Stored items:
================================
PR #7599, opened 2022-04-10
Implement variant DB1: additional upgrade paths for double dits

damerell:
Unfortunately Dave Barry's kit DB1 is itself full of optional rules.
This implements the rule he "uses in practice", giving the 887/888
tiles to Units 1 and 3 but not 2 where they are primarily for the
more complex variant which he doesn't use in practice.

As with DB2 I have hence only implemented what I think is the most
popular version since 1825 has many options already.

### DIFF
--- a/lib/engine/game/g_1825/map.rb
+++ b/lib/engine/game/g_1825/map.rb
@@ -489,18 +489,22 @@ module Engine
         }.freeze
         # rubocop:enable Layout/LineLength
 
+        # This includes upgrades for the DB1 kit tiles 887/888. This does not
+        # affect the game without it since none of them are present.
         DIT_UPGRADES = {
           # gentle curve to three curves with a halt
           '8' => %w[11],
           # yellow double-dit to green K or X city
-          '1' => %w[14],
-          '2' => %w[15],
-          '55' => %w[14],
-          '56' => %w[15],
+          '1' => %w[14 888],
+          '2' => %w[15 887],
+          '55' => %w[14 888],
+          '56' => %w[15 887],
           '69' => %w[119],
-          '114' => %w[15],
+          '114' => %w[15 887],
           '198' => %w[119],
           '199' => %w[119],
+          '887' => %w[63 166],
+          '888' => %w[63 166],
           # yellow single-dit to green city (also brown/green city)
           '3' => %w[12 14 15 119],
           '4' => %w[14 15 119],
@@ -544,6 +548,20 @@ module Engine
           append_game_tiles(gtiles, K5_TILES) if @kits[5]
           append_game_tiles(gtiles, K6_TILES) if @kits[6]
           append_game_tiles(gtiles, D1_TILES) if @optional_rules.include?(:d1)
+          gtiles = db1_tiles(gtiles) if @optional_rules.include?(:db1)
+          gtiles
+        end
+
+        def db1_tiles(gtiles)
+          gtiles.delete('87')
+          gtiles.delete('88')
+          eightysevens = ((@units[1] ? 2 : 0) + (@units[3] ? 1 : 0))
+          gtiles['887'] = eightysevens
+          gtiles['888'] = eightysevens
+          if @units[3]
+            gtiles['14'] -= 1
+            gtiles['15'] -= 1
+          end
           gtiles
         end
 
--- a/lib/engine/game/g_1825/map.rb
+++ b/lib/engine/game/g_1825/map.rb
@@ -487,6 +487,11 @@ module Engine
           },
           '200' => 2,
         }.freeze
+
+        DB1_UNIT3_ANTITILES = {
+          '14' => -1,
+          '15' => -1,
+        }.freeze
         # rubocop:enable Layout/LineLength
 
         # This includes upgrades for the DB1 kit tiles 887/888. This does not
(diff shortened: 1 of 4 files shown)


lib/engine/game/g_1825/step/track_and_token.rb
```diff
@@ -74,6 +74,10 @@ def lay_tile_action(action, entity: nil, spender: nil)
             if tile_lay[:cannot_reuse_same_hex] && @round.laid_hexes.include?(action.hex)
               raise GameError, "#{action.hex.id} cannot be layed as this hex was already layed on this turn"
             end
+            if (tile.name == '888' || tile.name == '887') &&
+               action.hex.id == 'Q13' && (entity.name != 'NS')
```
roseundy, line 78: Inconsistent use of parens

damerell: Oh bother. Rubocop likes to make you take them out, whereas I like to put them in. I think that's how this happened. Correcting.

lib/engine/game/g_1825/map.rb
```diff
@@ -544,6 +548,20 @@ def game_tiles
...
+
+        def db1_tiles(gtiles)
+          gtiles.delete('87')
+          gtiles.delete('88')
+          eightysevens = ((@units[1] ? 2 : 0) + (@units[3] ? 1 : 0))
+          gtiles['887'] = eightysevens
+          gtiles['888'] = eightysevens
+          if @units[3]
+            gtiles['14'] -= 1
+            gtiles['15'] -= 1
```
roseundy, line 563: I'm sure this works, but it might be nice to generalize append_game_tiles to deal with negative counts and possibly create a "delete_game_tiles" method. You might get weird behavior if gtile[tile] was decremented to zero (i.e. it would show up in the Tiles tab).

lib/engine/game/g_1825/step/track_and_token.rb
```diff
@@ -74,6 +74,10 @@ def lay_tile_action(action, entity: nil, spender: nil)
             if tile_lay[:cannot_reuse_same_hex] && @round.laid_hexes.include?(action.hex)
               raise GameError, "#{action.hex.id} cannot be layed as this hex was already layed on this turn"
             end
+            if (tile.name == '888' || tile.name == '887') &&
+               (action.hex.id == 'Q13') && (entity.name != 'NS')
+              raise GameError, 'Only the NS can place tiles 887/888 on Q13'
+            end
```
roseundy, line 80: This works, but it will show 888 and 887 as possible upgrades for Q13 for the other companies. This should probably go into @game.upgrades_to?

damerell: I've tried that, but on slapping in some debugging output, upgrades_to never seems to be called in 1825 with selected_company other than nil. I guess I could work out everywhere it gets called from and which of the base methods I need to replace but it seems like that might make the implementation otherwise more fragile because if those base methods change, g_1825 won't keep up.

(My terminology may be rather confused; sorry)

lib/engine/game/g_1825/map.rb
damerell: I'm not sure if I should read "it might be nice" as "you should do this to get the PR accepted". I would rather not if I don't have to because as I may have mentioned I am desperately cargo-culting my way through Ruby and - while I don't have a deep knowledge of many titles - I'm not aware of other cases where it would be useful and 1825's tile manifest means the zero case won't arise.

roseundy: I would strongly prefer it (Toby can make the final call). I'll just point out that having the helper methods makes adding optional rules easier.

lib/engine/game/g_1825/step/track_and_token.rb
roseundy: Yeah, that's unfortunate. Never mind then.

lib/engine/game/g_1825/map.rb
tobymao: yep let's do @roseundy's suggestion

lib/engine/game/g_1825/step/track_and_token.rb
roseundy: I think you can put this in upgradable_tiles, which does get the current entity as a parameter. It is the ultimate cause of upgrades_to?

roseundy: Your call

lib/engine/game/g_1825/map.rb
damerell: OK, I'll have a crack at it tomorrow.

lib/engine/game/g_1825/step/track_and_token.rb
damerell: I implemented this - hence the appearance of a protect_ns method in the update I'm about to push - but the result is that when you go to upgrade Q13, the 887/888s don't appear and there is no feedback as to why; you just have to know that rule in variant DB1 or infer that it was necessary. This strikes me as worse than being able to try it and getting a clear message as to why it's not permitted. Therefore, I unimplemented it.

lib/engine/game/g_1825/map.rb
```diff
@@ -544,6 +560,17 @@ def game_tiles
           append_game_tiles(gtiles, K5_TILES) if @kits[5]
           append_game_tiles(gtiles, K6_TILES) if @kits[6]
           append_game_tiles(gtiles, D1_TILES) if @optional_rules.include?(:d1)
+          gtiles = db1_tiles(gtiles) if @optional_rules.include?(:db1)
+          gtiles
```
tobymao, line 564: why do you return g_tiles here?

tobymao: why do you reassign gtiles? you mutate it in db1_tiles?

damerell: I reassign it because the way everything even function arguments is a reference was a bit of a mystery to me. Fixed.

I return gtiles because that's what game_tiles did before I started messing around with it.

tobymao (approved):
================================
Goal of the exercise →
A verbatim reproduction of all the records above is the expected answer.

Solved problem →
PR #7599, opened 2022-04-10
Implement variant DB1: additional upgrade paths for double dits

damerell:
Unfortunately Dave Barry's kit DB1 is itself full of optional rules.
This implements the rule he "uses in practice", giving the 887/888
tiles to Units 1 and 3 but not 2 where they are primarily for the
more complex variant which he doesn't use in practice.

As with DB2 I have hence only implemented what I think is the most
popular version since 1825 has many options already.

### DIFF
--- a/lib/engine/game/g_1825/map.rb
+++ b/lib/engine/game/g_1825/map.rb
@@ -489,18 +489,22 @@ module Engine
         }.freeze
         # rubocop:enable Layout/LineLength
 
+        # This includes upgrades for the DB1 kit tiles 887/888. This does not
+        # affect the game without it since none of them are present.
         DIT_UPGRADES = {
           # gentle curve to three curves with a halt
           '8' => %w[11],
           # yellow double-dit to green K or X city
-          '1' => %w[14],
-          '2' => %w[15],
-          '55' => %w[14],
-          '56' => %w[15],
+          '1' => %w[14 888],
+          '2' => %w[15 887],
+          '55' => %w[14 888],
+          '56' => %w[15 887],
           '69' => %w[119],
-          '114' => %w[15],
+          '114' => %w[15 887],
           '198' => %w[119],
           '199' => %w[119],
+          '887' => %w[63 166],
+          '888' => %w[63 166],
           # yellow single-dit to green city (also brown/green city)
           '3' => %w[12 14 15 119],
           '4' => %w[14 15 119],
@@ -544,6 +548,20 @@ module Engine
           append_game_tiles(gtiles, K5_TILES) if @kits[5]
           append_game_tiles(gtiles, K6_TILES) if @kits[6]
           append_game_tiles(gtiles, D1_TILES) if @optional_rules.include?(:d1)
+          gtiles = db1_tiles(gtiles) if @optional_rules.include?(:db1)
+          gtiles
+        end
+
+        def db1_tiles(gtiles)
+          gtiles.delete('87')
+          gtiles.delete('88')
+          eightysevens = ((@units[1] ? 2 : 0) + (@units[3] ? 1 : 0))
+          gtiles['887'] = eightysevens
+          gtiles['888'] = eightysevens
+          if @units[3]
+            gtiles['14'] -= 1
+            gtiles['15'] -= 1
+          end
           gtiles
         end
 
--- a/lib/engine/game/g_1825/map.rb
+++ b/lib/engine/game/g_1825/map.rb
@@ -487,6 +487,11 @@ module Engine
           },
           '200' => 2,
         }.freeze
+
+        DB1_UNIT3_ANTITILES = {
+          '14' => -1,
+          '15' => -1,
+        }.freeze
         # rubocop:enable Layout/LineLength
 
         # This includes upgrades for the DB1 kit tiles 887/888. This does not
(diff shortened: 1 of 4 files shown)


lib/engine/game/g_1825/step/track_and_token.rb
```diff
@@ -74,6 +74,10 @@ def lay_tile_action(action, entity: nil, spender: nil)
             if tile_lay[:cannot_reuse_same_hex] && @round.laid_hexes.include?(action.hex)
               raise GameError, "#{action.hex.id} cannot be layed as this hex was already layed on this turn"
             end
+            if (tile.name == '888' || tile.name == '887') &&
+               action.hex.id == 'Q13' && (entity.name != 'NS')
```
roseundy, line 78: Inconsistent use of parens

damerell: Oh bother. Rubocop likes to make you take them out, whereas I like to put them in. I think that's how this happened. Correcting.

lib/engine/game/g_1825/map.rb
```diff
@@ -544,6 +548,20 @@ def game_tiles
...
+
+        def db1_tiles(gtiles)
+          gtiles.delete('87')
+          gtiles.delete('88')
+          eightysevens = ((@units[1] ? 2 : 0) + (@units[3] ? 1 : 0))
+          gtiles['887'] = eightysevens
+          gtiles['888'] = eightysevens
+          if @units[3]
+            gtiles['14'] -= 1
+            gtiles['15'] -= 1
```
roseundy, line 563: I'm sure this works, but it might be nice to generalize append_game_tiles to deal with negative counts and possibly create a "delete_game_tiles" method. You might get weird behavior if gtile[tile] was decremented to zero (i.e. it would show up in the Tiles tab).

lib/engine/game/g_1825/step/track_and_token.rb
```diff
@@ -74,6 +74,10 @@ def lay_tile_action(action, entity: nil, spender: nil)
             if tile_lay[:cannot_reuse_same_hex] && @round.laid_hexes.include?(action.hex)
               raise GameError, "#{action.hex.id} cannot be layed as this hex was already layed on this turn"
             end
+            if (tile.name == '888' || tile.name == '887') &&
+               (action.hex.id == 'Q13') && (entity.name != 'NS')
+              raise GameError, 'Only the NS can place tiles 887/888 on Q13'
+            end
```
roseundy, line 80: This works, but it will show 888 and 887 as possible upgrades for Q13 for the other companies. This should probably go into @game.upgrades_to?

damerell: I've tried that, but on slapping in some debugging output, upgrades_to never seems to be called in 1825 with selected_company other than nil. I guess I could work out everywhere it gets called from and which of the base methods I need to replace but it seems like that might make the implementation otherwise more fragile because if those base methods change, g_1825 won't keep up.

(My terminology may be rather confused; sorry)

lib/engine/game/g_1825/map.rb
damerell: I'm not sure if I should read "it might be nice" as "you should do this to get the PR accepted". I would rather not if I don't have to because as I may have mentioned I am desperately cargo-culting my way through Ruby and - while I don't have a deep knowledge of many titles - I'm not aware of other cases where it would be useful and 1825's tile manifest means the zero case won't arise.

roseundy: I would strongly prefer it (Toby can make the final call). I'll just point out that having the helper methods makes adding optional rules easier.

lib/engine/game/g_1825/step/track_and_token.rb
roseundy: Yeah, that's unfortunate. Never mind then.

lib/engine/game/g_1825/map.rb
tobymao: yep let's do @roseundy's suggestion

lib/engine/game/g_1825/step/track_and_token.rb
roseundy: I think you can put this in upgradable_tiles, which does get the current entity as a parameter. It is the ultimate cause of upgrades_to?

roseundy: Your call

lib/engine/game/g_1825/map.rb
damerell: OK, I'll have a crack at it tomorrow.

lib/engine/game/g_1825/step/track_and_token.rb
damerell: I implemented this - hence the appearance of a protect_ns method in the update I'm about to push - but the result is that when you go to upgrade Q13, the 887/888s don't appear and there is no feedback as to why; you just have to know that rule in variant DB1 or infer that it was necessary. This strikes me as worse than being able to try it and getting a clear message as to why it's not permitted. Therefore, I unimplemented it.

lib/engine/game/g_1825/map.rb
```diff
@@ -544,6 +560,17 @@ def game_tiles
           append_game_tiles(gtiles, K5_TILES) if @kits[5]
           append_game_tiles(gtiles, K6_TILES) if @kits[6]
           append_game_tiles(gtiles, D1_TILES) if @optional_rules.include?(:d1)
+          gtiles = db1_tiles(gtiles) if @optional_rules.include?(:db1)
+          gtiles
```
tobymao, line 564: why do you return g_tiles here?

tobymao: why do you reassign gtiles? you mutate it in db1_tiles?

damerell: I reassign it because the way everything even function arguments is a reference was a bit of a mystery to me. Fixed.

I return gtiles because that's what game_tiles did before I started messing around with it.

tobymao (approved):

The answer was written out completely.